◆ **Your task**: Only one portion of the data is to be written out: from the line bearing "So I'm actually" through the line bearing "-1 on this?". Write it exactly as it appears.

Available records START

PR #4309, opened 2015-12-15
tags always an array; fix set_unless

lamont-granquist:
previously if the node had a { normal: { tags: nil } } that we read
since the key existed (but was nil) we would not initialize with an
array.  replacing the code with a call to node.set_unless revealed that
set_unless was similarly buggy.  fixed both issues by fixing set_unless.

### DIFF
--- a/lib/chef/node.rb
+++ b/lib/chef/node.rb
@@ -1,4 +1,3 @@
-#
 # Author:: Adam Jacob (<adam@opscode.com>)
 # Author:: Christopher Brown (<cb@opscode.com>)
 # Author:: Christopher Walters (<cw@opscode.com>)
@@ -372,7 +371,7 @@ class Chef
 
     # Lazy initializer for tags attribute
     def tags
-      normal_unless[:tags] = []
+      normal[:tags] = Array(normal[:tags])
       normal[:tags]
     end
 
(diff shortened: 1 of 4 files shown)


lamont-granquist:
the other side of #4303

coderanger:
This would still fail for `{"tags": "foo"}` or `{"tags": {}}`. I think we should probably return `Array(normal[:tags])` instead to catch both of these.

lamont-granquist:
Hmmm, I don't think anyone does that or else we would have heard about it...

OTOH, likely nobody does that so its probably safe to change that behavior...

coderanger:
If we want to define that `#tags` returns an array, we should make sure that's all it can return :)

coderanger:
The only way I could imagine those happening is someone mis-editing the JSON via manual `knife node edit`.

danielsdeleo:
sounds good :+1:

coderanger:
:+1: I think. This is a bit weird because now `Node#tags` has a side effect rather than being an accessor, but I think that should be okay.

coderanger:
To clarify for the future when someone complains, I think it is fair to say that we (Chef core) "own" `node.normal['tags']` so doing a transparent format upgrade is within scope for Chef's code.

lamont-granquist:
Yeah, I thought about the "side effect" for a bit and pondered how much of a no-op Array.new was or not, and then just went for the trivial looking code.  I also like that it makes a strong statement - if you use the accessor you always get an Array and it will also always exactly match the underlying ivar (even if we have to fix it).

I also can't really imagine anyone complaining, but the only way to wind up complaining about this is to not use the public API...

lamont-granquist:
travis failures are GCE's lack of IPv6 trolling us...

coderanger:
:+1:

thommay:
Thanks Lamont. :+1:

PR #4311, opened 2015-12-15
Don't run IPv6 tests on GCE

jkeiser:


danielsdeleo:
As you said in chat, it's worth considering marking these as pending instead, so we'll be alerted when GCE starts supporting ipv6. But I'm okay with this, too.

PR #4315, opened 2015-12-15
Add extra tests around whether to skip with multiple guards

bbbco:
I was trying to answer a question I had today about whether a resource would be executed when multiple guards are assigned. Unfortunately, I could not find any info on this subject within the web docs. So I checked the specs, and found the resource spec with some relevant tests. 

I noticed that there were a few extra tests that could be included to fully answer my question. This pull request adds them.

### DIFF
--- a/spec/unit/resource_spec.rb
+++ b/spec/unit/resource_spec.rb
@@ -743,6 +743,12 @@ describe Chef::Resource do
       expect(resource.should_skip?(:purr)).to be_truthy
     end
 
+    it "should return false when only_if is met and also not_if is not met" do
+      resource.only_if { true }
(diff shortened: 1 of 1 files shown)


bbbco:
So I'm pretty sure the AppVeyor build failing is not because of my commit. It looks like it may be failing intermittently on other pull requests. Do we have anyone looking into what my be going on?

lamont-granquist:
:+1: 

nice, finally a PR that we don't have to ask for more specs around the use case...

i'm pretty confident appveyor failures aren't your fault...

bbbco:
:+1:

thommay:
:+1:

PR #4316, opened 2015-12-15
chef-client: add --[no]skip-cookbook-sync option

josb:
Use with caution. Useful for patching a set of cookbooks on a machine
when iterating during development.

### DIFF
--- a/lib/chef/application/client.rb
+++ b/lib/chef/application/client.rb
@@ -285,6 +285,11 @@ class Chef::Application::Client < Chef::Application
     :description    => "DANGEROUS: does what it says, only useful with --recipe-url",
     :boolean        => true
 
+  option :skip_cookbook_sync,
+    :long           => "--[no-]skip-cookbook-sync",
+    :description    => "Whether to skip cookbook synchronization",
+    :boolean        => false
+
   IMMEDIATE_RUN_SIGNAL = "1".freeze
 
   attr_reader :chef_client_json
--- a/lib/chef/application/client.rb
+++ b/lib/chef/application/client.rb
@@ -287,7 +287,7 @@ class Chef::Application::Client < Chef::Application
 
   option :skip_cookbook_sync,
     :long           => "--[no-]skip-cookbook-sync",
-    :description    => "Whether to skip cookbook synchronization",
+    :description    => "Use cached cookbooks without overwriting local differences from the server",
     :boolean        => false
 
   IMMEDIATE_RUN_SIGNAL = "1".freeze
--- a/distro/common/markdown/man8/chef-client.mkd
+++ b/distro/common/markdown/man8/chef-client.mkd
@@ -40,6 +40,8 @@ __chef-client__ _(options)_
     Set the PID file location, defaults to /tmp/chef-client.pid
   * `--once`:
     Cancel any interval or splay options, run chef once and exit
+  * `--skip-cookbook-sync`:
+    Skip cookbook synchronization
   * `-v`, `--version`:
     Show chef version
   * `-h`, `--help`:
--- a/lib/chef/cookbook/synchronizer.rb
+++ b/lib/chef/cookbook/synchronizer.rb
@@ -263,6 +263,7 @@ class Chef
     end
 
     def cached_copy_up_to_date?(local_path, expected_checksum)
+      return true if Chef::Config[:skip_cookbook_sync]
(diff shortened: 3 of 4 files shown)


coderanger:
:-1: :-1: :-1: :-1: :-1: 

This is not what `chef-client` is for, will break unknowable things.

josb:
Tools, not policies.

How else would you do this with just chef-client installed?

coderanger:
Use `chef-solo` with the cache folder as the cookbook root.

josb:
Thanks for the suggestion, @coderanger !

But doesn't ```chef-solo``` turn off remote/chef-server data bag access? If so, that won't work for me.

In fact, I think I tried this (```chef-client -z```), which prompted me to whip up this patch. I used it yesterday to debug yet another DSL-related Chef problem on a machine.

lamont-granquist:
heh, i've hacked up the cookbook synchronizer before this way to do 'testing in prod' before...  sometimes faster than trying to get a replication case in a virt, and when adding debugging and pinning a single box to a debug version of a cookbook is both fussy and possibly error prone...

thommay:
I think if we take this (and I've definitely done similar for bugs that are hard to reproduce outside of certain environments), we should add some ENORMOUS warnings and log messages. But I'm mostly :+1: for that 1-in-a-100 time this is useful.

smurawski:
:+1: with some additional warning messages when this flag is included as part of the chef run.

lamont-granquist:
So I'm actually :+1: 

It is the wrong thing to do 99 times out of 100.

But that 1 timeout of 100 when its difficult to replicate in TK or preprod and trying to push out a one box test without causing accidental chaos across all of production is annoying, and you really just want to login to this one prod box and test a fix...   then I totally use it.

Definite footgun.

But I believe all of Chef is founded on the Right to Keep and Bear Footguns.

josb:
Thanks for the feedback!

Any suggestions as to the form of the warnings/log messages? I'd be happy to add them.

youngjl1:
this would be great

thommay:
Warning at the start of the run that says "Using cookbooks from cache without syncing" or something.

lamont-granquist:
maybe:

```ruby
if Chef::Config[:skip_cookbook_sync]
  Chef::Log.warn "skipping cookbook synchronization!  DO NOT LEAVE THIS ENABLED IN PRODUCTION!!!"
  return true
end
```

josb:
I updated the pull request per @lamont-granquist 's suggestion. What else is needed before it can be merged? Thanks!

thommay:
@coderanger are you still -1 on this? 

@josb essentially, because there's a -1 on this PR, we need to either get Noah to remove his -1, or have a majority of maintainers +1 it. Obviously we'd prefer the former happens.

lib/chef/application/client.rb
```diff
@@ -285,6 +285,11 @@ class Chef::Application::Client < Chef::Application
     :description    => "DANGEROUS: does what it says, only useful with --recipe-url",
     :boolean        => true
 
+  option :skip_cookbook_sync,
+    :long           => "--[no-]skip-cookbook-sync",
+    :description    => "Whether to skip cookbook synchronization",
```
danielsdeleo: Can we tighten up this wording? Maybe like this?

> Use cached cookbooks without overwriting local differences from the server

coderanger:
@thommay Lamont convinced me to be a -0. Most people that use this are going to be doing the wrong thing and the docs should reflect that, but right to keep and bear footguns :)

lib/chef/application/client.rb
josb: @thom understood, no worries.

@danielsdeleo done!

@coderanger thanks for your support!

thommay:
@josb that wording should be in two places `application/client.rb` and `shell.rb`, you only got it in `shell.rb`. As soon as you add that I'll whack merge. Thanks for your patience!

josb:
@thommay good catch, fixed!

josb:
By the way, the warning message as it is in the current patch is emitted for every cookbook. Is this what we want? Or do we want to only emit it once? The latter seems less noisy.

thommay:
I'm fine with the noise. better to reinforce the potential foot gunnery.

josb:
@thommay fair enough. And thanks for accepting my patch!

PR #4318, opened 2015-12-16
Allow package version to be nil

jaym:
This feels like the wrong fix. If `default_value` is not specified, a property should probably implicitly allow `kind_of` to contain `nil` as it's going to default to nil.

Fixes failing test:

```
  1) Chef::Provider::Package::EasyInstall easy_install_binary_path should set the current resources package name to the new resources package name
     Failure/Error: @provider.load_current_resource

     Chef::Exceptions::DeprecatedFeatureError:
       version nil currently does not overwrite the value of version. This will change in Chef 13, and the value will be set to nil instead. Please change your code to explicitly accept nil using "property :version, [MyType, nil]", or stop setting this value to nil. at C:/projects/chef/spec/unit/provider/package/easy_install_spec.rb:52:in `block (3 levels) in <top (required)>'
     # ./lib/chef/log.rb:61:in `deprecation'
     # ./lib/chef/chef_class.rb:214:in `log_deprecation'
     # ./lib/chef/property.rb:262:in `call'
     # ./lib/chef/property.rb:484:in `version'
     # ./lib/chef/provider/package/easy_install.rb:99:in `load_current_resource'
     # ./spec/unit/provider/package/easy_install_spec.rb:52:in `block (3 levels) in <top (required)>'

Finished in 24 minutes 22 seconds (files took 10.92 seconds to load)
16178 examples, 1 failure, 104 pending
```

### DIFF
--- a/lib/chef/provider/package/easy_install.rb
+++ b/lib/chef/provider/package/easy_install.rb
@@ -93,10 +93,10 @@ class Chef
 
           if package_version == @new_resource.version
             Chef::Log.debug("#{@new_resource} at version #{@new_resource.version}")
-            @current_resource.version(@new_resource.version)
+            @current_resource.version = @new_resource.version
           else
             Chef::Log.debug("#{@new_resource} at version #{package_version}")
-            @current_resource.version(package_version)
+            @current_resource.version = package_version
           end
 
           @current_resource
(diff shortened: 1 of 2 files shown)


lamont-granquist:
@jkeiser has a pull in flight to fix this i think.

jaym:
closing in favor of https://github.com/chef/chef/pull/4320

Available records END

◆ **Exercise solution**:
So I'm actually :+1: 

It is the wrong thing to do 99 times out of 100.

But that 1 timeout of 100 when its difficult to replicate in TK or preprod and trying to push out a one box test without causing accidental chaos across all of production is annoying, and you really just want to login to this one prod box and test a fix...   then I totally use it.

Definite footgun.

But I believe all of Chef is founded on the Right to Keep and Bear Footguns.

josb:
Thanks for the feedback!

Any suggestions as to the form of the warnings/log messages? I'd be happy to add them.

youngjl1:
this would be great

thommay:
Warning at the start of the run that says "Using cookbooks from cache without syncing" or something.

lamont-granquist:
maybe:

```ruby
if Chef::Config[:skip_cookbook_sync]
  Chef::Log.warn "skipping cookbook synchronization!  DO NOT LEAVE THIS ENABLED IN PRODUCTION!!!"
  return true
end
```

josb:
I updated the pull request per @lamont-granquist 's suggestion. What else is needed before it can be merged? Thanks!

thommay:
@coderanger are you still -1 on this? 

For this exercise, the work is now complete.